First, he distorts the African American experience. Abolitionist preaching in the 19th century was not a matter of popularity; it was a matter of life or death. And not just any kind of death. This was the racist, torturous disposal of black bodies and even white allies. Neither JD’s nor any other white male in the SBC’s life is on the line for “preaching against homosexuality.” JD and other SBC pastors might lose a few members here and there, maybe receive some public criticism, but never will they endure a torturous death.
He also distorts the experience of the LGBT community. Just how does one go about preaching against homosexuality? How do you preach against an attraction that countless LGBT persons spend years denying, wishing and praying away to no avail? The pejorative and inaccurate use of the word “homosexuality” escapes JD. Maybe he has in mind something like this: “Don’t be attracted to who you are attracted!” Good luck with that one.

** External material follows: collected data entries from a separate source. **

PR #338, opened 2021-01-15
Move constants

### LINKED ISSUE #335: Move Constant code closer to actual rule
We have now a directory called "Constants" which has files for all kinds of rules.
The files should be moved to the actual rule implementation directory so that all code for a rule is together.

manfred-brands:
Fixes #335


mikkelbu (approved):
Thanks for improving the codebase @manfred-brands. When looking through the files I was thinking that we also should change the namespaces in the moved files, so the namespace in the file match the folder. I can also do this in a subsequent PR?

manfred-brands:
> When looking through the files

I didn't even think about it, I just moved the files and compiled and ensure the tests all still passed, my bad.

> we also should change the namespaces in the moved files, so the namespace in the file match the folder

It should certainly be part of this PR: Update the code to do so.

mikkelbu (approved):
LGTM. Thanks for the contribution @manfred-brands 👍.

JD draws upon the narratives of African American and LGBT experiences, but he does this by displacing these communities; their voices are rendered silent. African Americans and LGBT persons are at once made visible and invisible. And the character of their visible invisibility is mangled by both JD’s distortions and few words given to their stories. The irony is that JD’s distorted brevity – his “silence,” if you will – is an approval, announcing theological intelligibility and homiletical courage. The silence of the African American and LGBT communities is a refusal, announcing inferiority and incapacity. JD obviously cannot imagine a theological appropriation of their stories and experiences as authentic theological reflection. But instead of not speaking, or speaking with hesitation, he speaks for them!
Of course I believe that JD unconsciously wields this displacing imagination, but this only makes matters worse. Displacement is wielded inside of JD’s theological discourse on the prophetic meaning of Jesus’ lordship, unmasking the depths of the impoverishment of Western Christian formation. Theology aids and abets JD’s displacing imagination. His theology and politics are bound together. Turns out he can’t separate the two so easily.
So how is JD so confident he’s right about the gospel?
This is the displacing power of whiteness, of the racial imagination on display.